How does Sentry know where it is? New smarts keep the autonomous vehicle on track

AUV Sentry submerges. Photo by Luis Lamar © Woods Hole Oceanographic Institution
Photo by Luis Lamar © Woods Hole Oceanographic Institution

By Hannah Piecuch | January 25, 2023

Scientists believe an undersea volcano off the coast of Washington and Oregon will erupt in the next decade. Precise measurements of seafloor changes in that region are key to anticipating the timing of this eruption, measurements AUV Sentry is now more capable than ever to make.

Making maps of the ocean floor is what autonomous underwater vehicle Sentry does best. But once underwater, it can drift, and the area the vehicle thinks it is mapping may not correspond to its actual location.

This isn’t an issue when making maps of unexplored sea floor—one of the main reasons Sentry was designed. But it is a problem when scientists are observing sea floor changes year-to-year to track volcanic activity.

In spring 2022, Sentry acquired some new smarts, in the form of software developed by engineers at MBARI (Monterey Bay Aquarium Research Institute) and adapted by the Sentry Team, which enable the vehicle to course correct as it goes, using a map of the area to recognize where it is.

“Once Sentry submerges it uses dead reckoning,” said Sentry team lead Sean Kelley. “It knows where it came from and its distance, time, and direction. But as it drives a straight line, the vehicle has no idea that it has drifted.” This is where the new software comes in.

Since 2006, the National Science Foundation (NSF) has funded research to do repeat mapping of Axial Seamount. By measuring how much the surface of the summit has risen, scientists are studying the cycle of in this volcano: where the magma is stored before an eruption and how much the chamber beneath the surface fills with magma before it erupts. This seamount is an ideal study site because it erupts every ten to twenty years and is only a day’s journey off the coast of Oregon. Also, it has a 40-year history of being studied, and hosts many real-time sensors as an Ocean Observatories Initiative location.

For the mapping portion of the project, the group needed a vehicle to repeat the same lines in a spider web pattern for 20 kilometers (~12 miles).

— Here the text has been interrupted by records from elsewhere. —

PR #4383, opened 2023-09-21
Destroy ZeRO

jomayeri:
Create destroy function for zero stage 1 and 2. Add a destructor to the engine so that it releases memory at exit.

### DIFF
--- a/deepspeed/runtime/engine.py
+++ b/deepspeed/runtime/engine.py
@@ -362,6 +362,9 @@ class DeepSpeedEngine(Module):
         if self.optimizer is not None and hasattr(self.optimizer, 'destroy'):
             self.optimizer.destroy()
 
+    def __del__(self):
+        self.destroy()
+
     def _get_model_parameters(self):
         if self.autotuning_profile_model_info():
             self.autotuning_model_info = {}
--- a/deepspeed/runtime/zero/stage_1_and_2.py
+++ b/deepspeed/runtime/zero/stage_1_and_2.py
@@ -519,6 +519,9 @@ class DeepSpeedZeroOptimizer(ZeROOptimizer):
         self._enable_universal_checkpoint()
         self._param_slice_mappings = self._create_param_mapping()
 
+    def destroy(self):
+        self._uncreate_param_mapping()
+
     def _enable_universal_checkpoint(self):
         for lp_param_group in self.bit16_groups:
             enable_universal_checkpoint(param_list=lp_param_group)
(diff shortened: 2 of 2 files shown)


deepspeed/runtime/zero/stage_1_and_2.py
```diff
@@ -535,6 +538,12 @@ def _create_param_mapping(self):
 
         return param_mapping
 
+    def _uncreate_param_mapping(self):
```
tjruwase, line 541: This should be a utility function in [mixed_precision_linkage.py](https://github.com/microsoft/DeepSpeed/blob/master/deepspeed/utils/mixed_precision_linkage.py) as inverse of [link_hp_params](https://github.com/microsoft/DeepSpeed/blob/0e0748c579cff3f94dc0609677623d082c9a2132/deepspeed/utils/mixed_precision_linkage.py#L11).

deepspeed/runtime/zero/stage_1_and_2.py
```diff
@@ -519,6 +519,9 @@ def __init__(self,
         self._enable_universal_checkpoint()
         self._param_slice_mappings = self._create_param_mapping()
 
+    def destroy(self):
+        self._uncreate_param_mapping()
```
tjruwase, line 523: Don't we need to delete the buffers related to contiguous_gradients and gradient_partitions?

deepspeed/runtime/engine.py
```diff
@@ -362,6 +362,9 @@ def destroy(self):
         if self.optimizer is not None and hasattr(self.optimizer, 'destroy'):
             self.optimizer.destroy()
 
+    def __del__(self):
```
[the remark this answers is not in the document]
jomayeri: Will do.

deepspeed/runtime/zero/stage_1_and_2.py
jomayeri: Deleting those buffers didn't make a difference when running experiments but I can add a full delete of all attributes for completeness just as I did for ZeRO 3.

tjruwase: Sounds good. Is it possible to make the attribute deletion function a utility that lives in deepspeed.utils?

deepspeed/utils/mixed_precision_linkage.py
```diff
@@ -17,6 +16,10 @@ def link_hp_params(lp_param_list, flat_hp_partition, gradient_dict, offload_grad
                                                        offload_gradient_dict, use_offload, param_group_index,
                                                        partition_start, partition_size, partition_optimizer_state)
 
+def unlink_hp_mapping(lp_param_list):
```
tjruwase, line 19: For symmetry, please rename to `unlink_hp_params`

deepspeed/runtime/zero/stage_1_and_2.py
```diff
@@ -519,6 +520,10 @@ def __init__(self,
         self._enable_universal_checkpoint()
         self._param_slice_mappings = self._create_param_mapping()
 
+    def destroy(self):
```
tjruwase, line 523: This is needed in the other optimizer implementations: 
1. https://github.com/microsoft/DeepSpeed/blob/master/deepspeed/runtime/bf16_optimizer.py
2. https://github.com/microsoft/DeepSpeed/blob/master/deepspeed/runtime/fp16/fused_optimizer.py
3. https://github.com/microsoft/DeepSpeed/blob/master/deepspeed/runtime/fp16/unfused_optimizer.py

Before using the MBARI software, Sentry could drift up to 40 meters (~130 feet) on some of the dives, which made comparing  changes to the ocean floor difficult.

“Navigation is the hardest part of doing underwater surveys,” said David Caress, a principal engineer at MBARI who led the team that adapted new software for use on Sentry. “As soon as you are not at the sea surface and don’t have GPS, you have to do other kinds of navigation.”

The software Caress and his team developed uses terrain relative navigation, which works by loading a pre-existing map into the vehicle and then using the real time seafloor map collected during the dive to figure out its position and make corrections.

Dave Caress with members of the Sentry Team: (l-r) Sean Kelley, Mike Skowronski, Tim Joyce, Justin Fujii, and NDSF Summer Intern Syenna Graham. Photo courtesy of MBARI.
Dave Caress with members of the Sentry Team: (l-r) Sean Kelley, Mike Skowronski, Tim Joyce, Justin Fujii, and NDSF Summer Intern Syenna Graham. Photo courtesy of MBARI.

Developing the software was one thing; testing it on the vehicle during an ocean dive was another. There are computer systems that allowed the MBARI and Sentry Teams  to simulate using the new software on a dive, but in order to try it in the ocean, they needed to go to sea together. In spring 2022, both teams headed to sea on an expedition led by William Chadwick (Oregon State University) with co-principal investigators Scott Nooner (University of North Carolina Wilmington) and Caress.

On the last two missions of the expedition, they ran the new software during actual dives, and Sentry was able repeat missions within ten meters of its original course.

“In terms of working with the Sentry Team, I think we were all pretty thrilled with the result,” Caress said. “When you have a project where everyone is focused and really competent, a set of difficult problems instead becomes interesting. Our proposal to continue this project has been funded by NSF, so we will be able to go back out and use terrain relative navigation again with Sentry three times over the next six years.

This new capability is “a pretty big tech step,” said Kelley. Using terrain relative navigation for Sentry is still in development, he added, but it is something the team hopes to offer to other principal investigators in the near future.

“Adding repeat mapping to Sentry’s skill set is going to be especially valuable wherever you have seafloor changes from an active volcano,” Caress said. “It also enables making repeated autonomous measurements, such as taking pictures of the same place on the seafloor, or taking a water sample in the same location.”

And now, Sentry has a way to self-correct when it drifts.

Sentry Team Lead Sean Kelly, Sentry Engineer Justin Fujii, and Thompson Crew deploy the vehicle to test the new MBARI software. Photo courtesy of MBARI.
Sentry Team Lead Sean Kelly, Sentry Engineer Justin Fujii, and Thompson Crew deploy the vehicle to test the new MBARI software. Photo courtesy of MBARI.

The terrain relative navigation software for Sentry was developed for use on an NSF-funded expedition lead by co-principal investigators Scott Nooner, William Chadwick, and David Caress. Caress and MBARI Engineer Kent Headley worked with the Sentry Team to integrate the new software, test the operation, and use it while running surveys. The terrain relative navigation algorithm and software was developed by Stanford Professor and MBARI Adjunct Scientist Stephen Rock, several of his students, and Rob McEwen, Rich Henthorn, Kent Headley, and the Autonomous Systems Group at MBARI.